Secondary school students in Australia have helped reveal weird, jittery behaviour in a pulsar called PSR J1717-4054. The results of their observations and of follow-up studies are published today in the journal Monthly Notices of the Royal Astronomical Society.

CSIRO astronomer Dr Matthew Kerr with students from Brigidine College, in Sydney, Australia, using the CSIRO Parkes radio telescope to observe pulsars. Credit: Rob Hollow

Pulsars are super-dense, highly magnetised balls of ‘neutron matter’ the size of a small city. They form when stars with more than 10 times the mass of our Sun explode as supernovae, leaving behind a compact remnant made of material far denser than ordinary matter. The name pulsar is given to these objects because they spin and emit pulses of radio waves.

Discovered in 1992, PSR J1717-4054 is around 15,000 light years away in the direction of the constellation of Scorpius (the Scorpion).

Early observations showed that its pulses would ‘turn off’, vanishing for hours at a time.

This intriguing behaviour made it a favourite in the PULSE@Parkes program, in which secondary school students use the Commonwealth Scientific and Industrial Research Organisation (CSIRO) 64-m Parkes radio telescope in eastern Australia to observe pulsars.

Students observed the pulsar 85 times between 2008 and this year.

“When the students looked at it, it was generally on or off. But sometimes, when it was on, it seemed to flicker. This prompted us to observe it for longer and with higher time resolution so that we could see individual pulses,” said CSIRO’s Dr Matthew Kerr, lead author of the new paper.

“The really weird thing is that it flickers in two different ways—it has quick blips on and off, skipping one or two pulses, and longer stutters, when ten or more pulses go missing.
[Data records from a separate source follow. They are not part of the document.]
PR #936, opened 2016-02-03
GCA node autoscaling support in GCM

mwielgus:
Continuation of #931 (issue #926).

### DIFF
--- a/metrics/core/labels.go
+++ b/metrics/core/labels.go
@@ -82,6 +82,14 @@ var (
 		Key:         "custom_metric_name",
 		Description: "User-defined name of the exported custom metric",
 	}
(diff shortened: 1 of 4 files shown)


metrics/core/labels.go
```diff
@@ -127,6 +135,14 @@ var gcmLabels = []LabelDescriptor{
 	LabelContainerName,
 	LabelContainerBaseImage,
 	LabelCustomMetricName,
+	LabelGCEResourceID,
```
fgrzadkowski: I guess this should be only in `gcmNodeAutoscalingLabels`

fgrzadkowski:
LGTM, except one comment.

PR #941, opened 2016-02-04
Support all available metrics in REST API

jimmidyson:
This makes the `/metrics/{metrics-name:*}` endpoint consistent with the names returned from `/metrics` & supports all available metrics for each resource type (cluster, node, pod, etc).

/cc @mwielgus @piosz

### DIFF
--- a/metrics/api/v1/model_handlers.go
+++ b/metrics/api/v1/model_handlers.go
@@ -33,7 +33,26 @@ import (
 // when manager.model has not been initialized.
 var errModelNotActivated = errors.New("the model is not activated")
 
-var metricNamesConversion = map[string]string{
+var supportedMetrics = map[string]struct{}{
+	"memory/usage":             {},
+	"network/tx":               {},
+	"memory/limit":             {},
+	"cpu/request":              {},
+	"network/rx_errors":        {},
+	"memory/major_page_faults": {},
+	"cpu/usage":                {},
+	"cpu/usage_rate":           {},
+	"network/tx_errors":        {},
+	"cpu/limit":                {},
+	"memory/working_set":       {},
+	"network/rx":               {},
+	"uptime":                   {},
+	"memory/request":           {},
+	"memory/page_faults":       {},
+}
+
+// Deprecated - clients should switch to full metric names ASAP.
+var deprecatedMetricNamesConversion = map[string]string{
 	"cpu-usage":      "cpu/usage_rate",
 	"cpu-limit":      "cpu/limit",
 	"memory-limit":   "memory/limit",
@@ -58,7 +77,7 @@ func (a *Api) RegisterModel(container *restful.Container) {
 		Operation("availableClusterMetrics"))
 
 	// The /metrics/{metric-name} endpoint exposes an aggregated metric for the Cluster entity of the model.
-	ws.Route(ws.GET("/metrics/{metric-name}").
+	ws.Route(ws.GET("/metrics/{metric-name:*}").
 		To(metrics.InstrumentRouteFunc("clusterMetrics", a.clusterMetrics)).
 		Doc("Export an aggregated cluster-level metric").
 		Operation("clusterMetrics").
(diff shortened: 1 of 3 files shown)


metrics/api/v1/model_handlers.go
```diff
@@ -33,14 +33,6 @@ import (
 // when manager.model has not been initialized.
 var errModelNotActivated = errors.New("the model is not activated")
 
-var metricNamesConversion = map[string]string{
```
mwielgus: Unfortunately you cannot remove cpu-usage mapping. This is a legacy constant used by Horizontal Pod Autoscaler when talking to Heapster.

mwielgus:
Looks good except for the mapping removal. It has to remain there.

metrics/api/v1/model_handlers.go
jimmidyson: Ah damn. How about keeping the mappings, deprecated, & supporting all metrics in the way this PR does? So check if metric is supported, if not check if there's a mapped metric?

mwielgus: Other way round, but yes. First check for mapping.

jimmidyson: Done.

metrics/api/v1/model_handlers.go
```diff
@@ -313,15 +314,22 @@ func (a *Api) podListMetrics(request *restful.Request, response *restful.Respons
...
-	metricName := getMetricName(request)
-	if metricName == "" {
-		response.WriteError(http.StatusBadRequest, fmt.Errorf("Metric not supported: %v", request.PathParameter("metric-name")))
-		return
+	metricName := request.PathParameter("metric-name")
+	convertedMetricName := metricName
+	for idx, podName := range strings.Split(request.PathParameter("pod-list"), ",") {
+		key := core.PodKey(ns, podName)
+		if idx == 0 {
+			validMetricName, valid := a.validateMetricName(metricName, key)
```
mwielgus: Some metrics may not be yet present in a metric set. Please do not enforce that.

metrics/api/v1/model_handlers.go
```diff
@@ -370,24 +378,35 @@ func (a *Api) processMetricRequest(key string, request *restful.Request, respons
 		response.WriteError(http.StatusBadRequest, err)
 		return
 	}
-	metricName := getMetricName(request)
-	if metricName == "" {
-		response.WriteError(http.StatusBadRequest, fmt.Errorf("Metric not supported: %v", request.PathParameter("metric-name")))
+	metricName := request.PathParameter("metric-name")
+	convertedMetricName, valid := a.validateMetricName(metricName, key)
```
mwielgus: Same here.

metrics/api/v1/model_handlers.go
jimmidyson: So what would you prefer? List all metrics that could be available? Have to remember that we're not aggregating all metrics, are we?

mwielgus: I'm just saying that the lack of a metric in one of the pods should not break the whole batch request. Right now the result for that pod will be empty and I would rather keep this behavior.

jimmidyson: Agreed - I'll update to validate for any known metric names & it will return empty for those that are not populated.

jimmidyson: So now this PR return all possible metrics in `/metrics` requests, validate possible ones in `/metrics/{metric-name:*}`, return only for unknown metrics, regardless of what is cached.

metrics/api/v1/model_handlers.go
```diff
@@ -33,7 +33,26 @@ import (
 // when manager.model has not been initialized.
 var errModelNotActivated = errors.New("the model is not activated")
 
-var metricNamesConversion = map[string]string{
+var supportedMetrics = map[string]struct{}{
```
mwielgus: there can also be custom metrics that can have arbitrary name. Please only hardcode the deprecated metrics that require conversions.

jimmidyson: So what do you want to return in `/metrics` requests? Only available (collected) metrics for the requested resource?

mwielgus: Yes.

mwielgus: Can you apply the comment?

mwielgus: Or let's do it other way round, I will merge and apply a quick fix. I need enable custom metrics ASAP and the current code block them.

jimmidyson:
Sorry -on vacation for a couple of weeks. Thanks for picking this up.

PR #959, opened 2016-02-10
Startup retry logic in GCM sink

mwielgus:


piosz:
Let's discuss offline tomorrow.

piosz:
LGTM

PR #4578, opened 2019-04-08
Implements a mechanism for a fallback theme

GabrielInTheWorld:
- If the previously selected theme is not available the default OpenSlides theme will be displayed.
- Before the current selected theme was loaded, no theme is displayed.

### DIFF
--- a/client/src/app/app.component.html
+++ b/client/src/app/app.component.html
@@ -1,3 +1,4 @@
 <div class="content">
     <router-outlet></router-outlet>
+    <os-global-spinner></os-global-spinner>
 </div>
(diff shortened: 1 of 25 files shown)


emanuelschuetze:
> If the previously selected theme is not available the default OpenSlides theme will be displayed.

Successfully tested.

> Before the current selected theme was loaded, no theme is displayed.

Mmh, I don't like "white empty theme" whilte the theme is loaded. Can you try to prevent this? Maybe a  global spinner with background could help to make the loading phase nicer? Whould great if you can improve it.

PR #4580, opened 2019-04-09
Fixes error from `mediafile-list.component` when logging out

GabrielInTheWorld:
- If the user is seeing the mediafiles and wants to log out, an error occurred causing by querying an attribute from undefined object.


emanuelschuetze:
I can't reproduce the error on master. Maybe somebody can retest master and this PR.

PR #4583, opened 2019-04-09
Protect element fields from the projector model. Fixes creation of

FinnStutzenstein:
projectors.

@emanuelschuetze Clients should work as before (incl. creating projectors)


normanjaeckel:
Hm. You know that you do not get autoupdate for projector model if projection defaults changed, do you?

PR #4584, opened 2019-04-09
Validates creating a new user

GabrielInTheWorld:
- If a new user is created and neither the username, first name nor last name is set, a hint is displayed and the user is still in the creating mode.
- Also prevents that the client queries a user that does not exist.

### DIFF
--- a/client/src/app/shared/validators/one-of-validator.ts
+++ b/client/src/app/shared/validators/one-of-validator.ts
@@ -1,0 +1,27 @@
+import { ValidationErrors, AbstractControl } from '@angular/forms';
+
+/**
+ * Custom validator class
+ * Several strings can be passed as `keys` of the form group.
+ * This validator ensures that at least one of the fields behind the given keys has a value.
+ */
+export class OneOfValidator {
+    /**
+     * Function to confirm that at least one of the given form controls has a valid value.
+     *
+     * @param keys Undefined amount of form control names.
+     *
+     * @returns An error if all of these form controls have no valid values or null if at least one is filled.
+     */
+    public static validation(...keys: string[]): (control: AbstractControl) => ValidationErrors | null {
+        return (control: AbstractControl): ValidationErrors | null => {
+            const formControls = keys.map(key => control.get(key));
+
+            const noOneSet = formControls.every(
+                formControl => (formControl && formControl.value === '') || !formControl
+            );
+
+            return noOneSet ? { noOneSet: true } : null;
+        };
+    }
+}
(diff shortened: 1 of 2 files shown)


client/src/app/shared/validators/one-of-validator.ts
```diff
@@ -0,0 +1,30 @@
+import { ValidationErrors, AbstractControl } from '@angular/forms';
+
+/**
+ * Custom validator class
```
FinnStutzenstein: ...and what does it do?

client/src/app/shared/validators/one-of-validator.ts
```diff
@@ -0,0 +1,30 @@
...
+    /**
+     * Function to confirm that at least one of the given form controls has a valid value.
+     *
+     * @param keys Undefined amount of form control names.
+     *
+     * @returns An error if all of these form controls have no valid values or null if at least one is filled.
+     */
+    public static validation(...keys: string[]): ValidationErrors | null {
+        return (control: AbstractControl): ValidationErrors | null => {
+            const formControls = [];
```
FinnStutzenstein: `... = keys.map(key => control.get(key))`. Is it guaranteed, that every of these controls exist?

client/src/app/shared/validators/one-of-validator.ts
```diff
@@ -0,0 +1,30 @@
...
+            let noOneSet = true;
+            for (const key of keys) {
+                formControls.push(control.get(key));
+            }
+
+            for (const formControl of formControls) {
```
FinnStutzenstein: `const noOneSet = formControls.every(control => control.value === '');`

client/src/app/shared/validators/one-of-validator.ts
```diff
@@ -0,0 +1,30 @@
...
+ */
+export class OneOfValidator {
+    /**
+     * Function to confirm that at least one of the given form controls has a valid value.
+     *
+     * @param keys Undefined amount of form control names.
+     *
+     * @returns An error if all of these form controls have no valid values or null if at least one is filled.
+     */
+    public static validation(...keys: string[]): ValidationErrors | null {
```
FinnStutzenstein: Return type is `(control: AbstractControl) => ValidationErrors | null`. I'm not sure why the linter doesn't noticed this.

client/src/app/shared/validators/one-of-validator.ts
GabrielInTheWorld: I added a description for what it does.

Issue #4579, opened 2019-04-09
additional assignment information: elected candidates


MaximilianKrambach:
The metainformation in assignment  could use a list of persons elected during the assignment 

I imagine a finished assignment with 200 candidates; and three elected in the course of three polls. It would require a lot of searching to find these persons right now.
what do you think @emanuelschuetze ?

MaximilianKrambach:
Ah, I see that the 'elected' status is set in the first poll, too, so everybody who is elected is visible in the first poll (is this intentional?)

MaximilianKrambach:
@normanjaeckel:
If I update the is_elected status in Poll 2 of an election, the candidate becomes elected in Poll 1, too. Is this desired behavior (and the `elected` status a per-assignment information)?
The result is a bit confusing: In poll 1 you'll see that the user has not enough votes, but is marked as 'elected', although that happens in another (later) poll)

normanjaeckel:
Hm. The poll should not have any "elected" status field. The elected status is saved in the assignment related user. The "is_elected" field in the poll serializer is read only and only referes to this. So if a candidate is elected in poll 2 it only can be marked as "elected" globally. The all polls show "is_elected=True". Maybe we should change or remove this extra field.

MaximilianKrambach:
> Hm. The poll should not have any "elected" status field. The elected status is saved in the assignment related user. 

Okay, it's just a minor confusion then and working as intended. The question remains 'should we show all elected candidates in one place', which might be an UI decision.

PR #4588, opened 2019-04-10
Add list of elected candidates (#4579)

MaximilianKrambach:
Should be done/adapted with #4577 (layout).
For now it is just the functionality


FinnStutzenstein:
This can be done better with #4594 . Should we wait for this or do you need this now?

MaximilianKrambach:
this will not be implemented now

PR #4592, opened 2019-04-12
bulk set/unset favorite status

MaximilianKrambach:
Adding the `bulkSetStar` was less hassle than adapting `savePersonalNote` to multiple models. If this is bad, we can still change it.

### DIFF
--- a/client/src/app/core/ui-services/personal-note.service.ts
+++ b/client/src/app/core/ui-services/personal-note.service.ts
@@ -60,6 +60,42 @@ export class PersonalNoteService {
         }
 
         pnObject.notes[model.collectionString][model.id] = content;
+        this.savePersonalNoteObject(pnObject);
+    }
+
+    /**
+     * Sets the 'favorite' status for several models of a type in bulk
+     *
+     * @param models The model the content belongs to
+     * @param star The new 'favorite' status
+     */
+    public async bulkSetStar(models: (BaseModel | BaseViewModel)[], star: boolean): Promise<void> {
+        if (!models.length) {
+            return;
+        }
+        const pnObject: Partial<PersonalNoteObject> = this.personalNoteObject || {};
+        if (!pnObject.notes) {
+            pnObject.notes = {};
+        }
+        for (const model of models) {
+            if (!pnObject.notes[model.collectionString]) {
+                pnObject.notes[model.collectionString] = {};
+            }
+            if (pnObject.notes[model.collectionString][model.id]) {
+                pnObject.notes[model.collectionString][model.id].star = star;
+            } else {
+                pnObject.notes[model.collectionString][model.id] = { star: star, note: '' };
+            }
+        }
+        await this.savePersonalNoteObject(pnObject);
+    }
+
+    /**
+     * Sends an updated personal note to the server
+     *
+     * @param pnObject a partial (if new) or complete personal note object
+     */
+    private async savePersonalNoteObject(pnObject: Partial<PersonalNoteObject>): Promise<void> {
         if (!pnObject.id) {
             await this.http.post('rest/users/personal-note/', pnObject);
         } else {
--- a/client/src/app/site/motions/services/motion-multiselect.service.ts
+++ b/client/src/app/site/motions/services/motion-multiselect.service.ts
@@ -2,20 +2,22 @@ import { Injectable } from '@angular/core';
 
 import { TranslateService } from '@ngx-translate/core';
 
-import { ViewMotion } from '../models/view-motion';
-import { ChoiceService } from 'app/core/ui-services/choice.service';
-import { PromptService } from 'app/core/ui-services/prompt.service';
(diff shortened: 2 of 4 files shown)


client/src/app/core/ui-services/personal-note.service.ts
```diff
@@ -66,4 +66,38 @@ export class PersonalNoteService {
...
+        for (const model of models) {
+            if (!star && pnObject.notes[colString][model.id] && pnObject.notes[colString][model.id].star) {
+                pnObject.notes[colString][model.id].star = false;
+            } else if (star && !pnObject.notes[colString][model.id]) {
+                pnObject.notes[colString][model.id] = { star: true, note: '' };
+            } else if (star && !pnObject.notes[colString][model.id].star) {
+                pnObject.notes[colString][model.id].star = true;
+            }
+        }
+        if (!pnObject.id) {
```
FinnStutzenstein: Please make a `private async savePersonalNoteObject(personalNoteObject: PersonalNoteObject): Promise<void>` out of this, because it is udes multiple times

client/src/app/core/ui-services/personal-note.service.ts
```diff
@@ -66,4 +66,38 @@ export class PersonalNoteService {
...
+     */
+    public async bulkSetStar(models: BaseModel[] | BaseViewModel[], star: boolean): Promise<void> {
+        if (!models.length) {
+            throw new Error('No models selected');
+        }
+        const pnObject: Partial<PersonalNoteObject> = this.personalNoteObject || {};
+        if (!pnObject.notes) {
+            pnObject.notes = {};
+        }
+        const colString = models[0].collectionString;
```
FinnStutzenstein: Find out the collection string per model, so move this into the for-loop.

client/src/app/core/ui-services/personal-note.service.ts
```diff
@@ -66,4 +66,38 @@ export class PersonalNoteService {
...
+        if (!pnObject.notes[colString]) {
+            pnObject.notes[colString] = {};
+        }
+        for (const model of models) {
+            if (!star && pnObject.notes[colString][model.id] && pnObject.notes[colString][model.id].star) {
```
FinnStutzenstein: Can be simplified to:
```
if (pnObject.notes[colString][model.id]) {
    pnObject.notes[colString][model.id].star = star;
} else {
    pnObject.notes[colString][model.id] = { star: star, note: '' };
}
```
So if there isn't a pnObject, create the default one. If there is one, we assume it is an object, so set the star attribute to the given value.

client/src/app/core/ui-services/personal-note.service.ts
```diff
@@ -66,4 +66,38 @@ export class PersonalNoteService {
...
+
+    /**
+     * Sets the 'favorite' status for several models of a type in bulk
+     *
+     * @param models The model the content belongs to
+     * @param star The new 'favorite' status
+     */
+    public async bulkSetStar(models: BaseModel[] | BaseViewModel[], star: boolean): Promise<void> {
+        if (!models.length) {
+            throw new Error('No models selected');
```
FinnStutzenstein: do a `return` instead of an error.

MaximilianKrambach: Which does not make the error handling more consistent. A function which should return a Promise just returns. Smells bad imo, but I'll do it.

FinnStutzenstein: Is it an error, if I provide an empty array and the method does nothing? I would say it is correct: For every item provided, the star is updated. Also: Because this is an async method, `return` wil limplicitly return a promise.

client/src/app/site/motions/services/motion-multiselect.service.ts
```diff
@@ -299,4 +303,22 @@ export class MotionMultiselectService {
             }
         }
     }
+
+    /**
+     * Bulk sets/unsets the favorite status (after a confirmation dialog)
+     *
+     * @param motions The motions to set/unset the favorite status for
+     */
+    public async bulkToggleFavorite(motions: ViewMotion[]): Promise<void> {
```
FinnStutzenstein: `bulkSetFavorite`

client/src/app/core/ui-services/personal-note.service.ts
```diff
@@ -60,6 +60,42 @@ export class PersonalNoteService {
...
+        this.savePersonalNoteObject(pnObject);
+    }
+
+    /**
+     * Sets the 'favorite' status for several models of a type in bulk
+     *
+     * @param models The model the content belongs to
+     * @param star The new 'favorite' status
+     */
+    public async bulkSetStar(models: BaseModel[] | BaseViewModel[], star: boolean): Promise<void> {
```
FinnStutzenstein: `models: (BaseModel | BaseViewModel)[]`

PR #4601, opened 2019-04-15
call list improvements

MaximilianKrambach:
- add extended recommendation label
- remove motion block column, use the column for 'notes'
- don't break up tables


MaximilianKrambach:
These 'fixes' were requested by users (dropping the motion block column perhaps being controversial)

PR #4609, opened 2019-04-17
sort import/export columns for motions

MaximilianKrambach:
@tsiegleauq please have a look if this is more or less how we could do it (configurability and extending to other exports/import later)


MaximilianKrambach:
@tsiegleauq mergeable or still something to add?

PR #4620, opened 2019-04-24
copy parent's tags to a new amendment

MaximilianKrambach:
A newly created amendment should, by default, inherit the tags of their parent motion.

This will fix empty 'subheader lines' in call lists (which are really empty subheader lines of 'no tag')


MaximilianKrambach:
tags are now copied in freestyle mode, too @emanuelschuetze

PR #4625, opened 2019-04-24
Assignment/Assignment poll slide

MaximilianKrambach:
basic assignment and assignment-poll slides

### DIFF
--- a/client/src/app/slides/assignments/poll/poll-slide.component.ts
+++ b/client/src/app/slides/assignments/poll/poll-slide.component.ts
@@ -1,5 +1,6 @@
 import { Component, Input } from '@angular/core';
 
+import { AssignmentPollService, SummaryPollKey } from 'app/site/assignments/services/assignment-poll.service';
 import { BaseSlideComponent } from 'app/slides/base-slide-component';
 import { PollSlideData } from './poll-slide-data';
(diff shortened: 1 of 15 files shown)


client/src/app/slides/assignments/poll/poll-slide.component.ts
```diff
@@ -10,21 +11,87 @@ import { SlideData } from 'app/core/core-services/projector-data.service';
...
 
-    public constructor() {
+    public constructor(private pollService: AssignmentPollService) {
         super();
     }
+
+    public getVoteString(rawValue: string): string {
+        const num = parseFloat(rawValue);
+        if (!isNaN(num)) {
+            return this.pollService.getSpecialLabel(num);
```
MaximilianKrambach: it would be neat if poll.service.ts could use `toLocaleString(this.translate.currentLang)`, so we have proper decimal separators, but apparently, `TranslateService` is undefined (if put into constructor and used there) when coming from a slide.
Is there a way to get there (basically 'getting the current language setting) @FinnStutzenstein

MaximilianKrambach:
@emanuelschuetze this is ready and reviewable as a first approach (I would appreciate feedback) - contains slides for an assignment; and each poll can be projected, too.

PR #4630, opened 2019-04-25
include global abstain/no option

MaximilianKrambach:
election polls with 'one vote per candidate' should have global no/abstain options

### DIFF
--- a/client/src/app/site/assignments/services/assignment-poll.service.ts
+++ b/client/src/app/site/assignments/services/assignment-poll.service.ts
@@ -30,7 +30,7 @@ export class AssignmentPollService extends PollService {
     /**
      * list of poll keys that are numbers and can be part of a quorum calculation
      */
-    public pollValues: CalculablePollKey[] = ['votesvalid', 'votesinvalid', 'votescast'];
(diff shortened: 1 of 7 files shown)


client/src/app/site/assignments/services/assignment-poll.service.ts
```diff
@@ -83,6 +88,7 @@ export class AssignmentPollService extends PollService {
                     if (Math.min(...yes) < 0) {
                         return null;
                     } else {
+                        // TODO: Counting 'No (and possibly 'Abstain') here?
```
MaximilianKrambach: this is the discussion point I need: how do 'no to  all' and 'abstain' influence the percent base?

MaximilianKrambach: in 2.3 client, these values don't affect the calculation. I'm unsure if they should.

FinnStutzenstein: @emanuelschuetze Ping

MaximilianKrambach: e clarified in direct discussion: We will continue as in 2.3

MaximilianKrambach:
@emanuelschuetze reviewable now

PR #4638, opened 2019-04-26
Fix restriction check for motions

FinnStutzenstein:


FinnStutzenstein:
@emanuelschuetze Please confirm, that the issue with the user is solved. I couldn't reproduce it with this fix.

FinnStutzenstein:
@emanuelschuetze Ping

normanjaeckel:
Please check this again. I do not understand the code change: 

https://github.com/OpenSlides/OpenSlides/blob/master/openslides/motions/models.py#L1020

If the restriction field contains "managers_only" then I think we should not check other possibilities (is_submitter and thelike). I see that my old code was not correct because of the order of the check but the new code does not match with the definition given in the models.py.

emanuelschuetze:
> If the restriction field contains "managers_only" then I think we should not check other possibilities 
> (is_submitter and thelike).

No, we rework your definition. The check is required because we allow multiple permissions (e.g. only one restriction has to be valid. We should "managers only" rename to "managers" because it is equal to other restrictions and can be combined together; e.g. managers + is_submitters).

So for me it works correctly now.

FinnStutzenstein:
Then we should change the definition there. "At least one is needed" is easier to understand than this special case...

PR #368, opened 2021-01-19
Quick fix for virtual residential appointments

jcarrigan2:


jcarrigan2:
Meach just walked me through this change, so I'll consider it approved.

PR #374, opened 2021-02-04
Merge email functionality

jcarrigan2:
Now that SCs have Azure access, it also makes sense for them to get the emails letting them know clients have marked their appointments as ready. So instead of emailing either the standard or international vita account, now emails for appointments will be going to their respective site coordinator's email. I believe these are actually just subsidiary inboxes of the vita@unl.edu account. The emails (excluding the two existing emails previously mentioned) are as follows:

- Center for People in Need (cpn-vita@unl.edu)
- F Street Community Center (fstreet-vita@unl.edu)
- Asian Community & Cultural Center (accc-vita@unl.edu)
- Victor E Anderson Library (anderson-vita@unl.edu)
- Loren C Eiseley Library (eiseley-vita@unl.edu)
- Bennett Martin Library (bm-vita@unl.edu)
- Southeast Community College (scc-vita@unl.edu

I HAVE NOT ACTUALLY TESTED THIS CODE. I tried to use [this ](https://tripleroi.com/solvedenabling-sendmail-on-localhost-for-mamp-free-version/) to enable mail on localhost with no luck. Since this is a change on such low-level code, I was hoping that it would be acceptable. What are your guys' thoughts? Any success with testing mail functionality in the past?

### DIFF
--- a/server/appointment/upload-documents/uploadDocuments.php
+++ b/server/appointment/upload-documents/uploadDocuments.php
@@ -172,9 +172,11 @@ function markAppointmentAsReady($token, $firstName, $lastName, $emailAddress, $p
 
 		// Email volunteers saying it's ready to go
 		if (PROD) {
-			$emailJsonString = file_get_contents('./notificationEmails.json');
-			$emailsJson = json_decode($emailJsonString, true);
-			$toEmailsString = AppointmentTypeUtilities::isResidentialAppointmentType($appointmentType) ? $emailsJson['residential'] : $emailsJson['non-residential'];
+			//$emailJsonString = file_get_contents('./notificationEmails.json');
+			//$emailsJson = json_decode($emailJsonString, true);
+			//$toEmailsString = AppointmentTypeUtilities::isResidentialAppointmentType($appointmentType) ? $emailsJson['residential'] : $emailsJson['non-residential'];
+			$siteId = $clientInformation['siteId'];
+			$toEmailString = getToEmailString($siteId);
 
 			$readyMessage = "A client has marked their appointment as ready: <br/>
 				<b>First Name:</b> $firstName <br/>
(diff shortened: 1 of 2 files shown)


server/appointment/upload-documents/uploadDocuments.php
```diff
@@ -335,6 +337,39 @@ function getContainerName($siteId) {
 	return 'server-contingency-site';
 }
 
+function getToEmailString($siteId) {
```
MatthewMeacham, line 340: Not crucial for this PR, but maybe it's worth adding an `email` column on the `Site` table? Although, maybe it's something that we don't want site coordinators to be able to change easily just in case they mess up, and it goes to a defunct/incorrect email

server/appointment/upload-documents/uploadDocuments.php
```diff
@@ -184,7 +186,7 @@ function markAppointmentAsReady($token, $firstName, $lastName, $emailAddress, $p
 				<b>Best Time to Call (if new appointment):</b> $bestTimeToCall <br/> 
 				<b>Email (if provided):</b> $emailAddress <br/>
 				<b>Type:</b> $appointmentType";
```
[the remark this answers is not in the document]
MatthewMeacham: Actually, similarly, now that we split the Azure BLOB storage based on site--it's maybe worth adding the site title to this too? i.e. there's 4 different siteIds that go to `vita@unl.edu`, it'd be kinda inconvenient to search through each four of those (if you even know which 4 they are)

server/appointment/upload-documents/uploadDocuments.php
```diff
@@ -335,6 +337,39 @@ function getContainerName($siteId) {
 	return 'server-contingency-site';
 }
 
+function getToEmailString($siteId) {
+	if($siteId == 1) {
```
MatthewMeacham, line 341: nitpick: You could actually use `===` here instead. It's the same as in JS, where `===` will check both the type and the value (so `"1" === 1` is false, but `"1" == 1` is true).

MatthewMeacham (approved):
LGTM--tbh I typically test the email functionality on the server itself. Typically, I would just include my email in the `toEmailsString` so that I received them all, and could check that it was functional.

server/appointment/upload-documents/uploadDocuments.php
jcarrigan2: Changed it! Thanks

server/appointment/upload-documents/uploadDocuments.php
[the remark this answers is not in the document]
jcarrigan2: Added both--I considered site for a later PR but forgot about preferred language. Nice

The stutters are new and there really aren't any models that predict them,” he said.

“If this pulsar were a human heart, we’d be recommending a pacemaker.”

Thanks to the abundance of data gathered by the students, the pulsar’s parameters have been well measured. “It’s not obviously abnormal—it looks like a run-of-the-mill pulsar,” Dr Kerr said.

While several pulsars are known to ‘null’—turn on and off—only two others show such varied behaviour as PSR J1717-4054.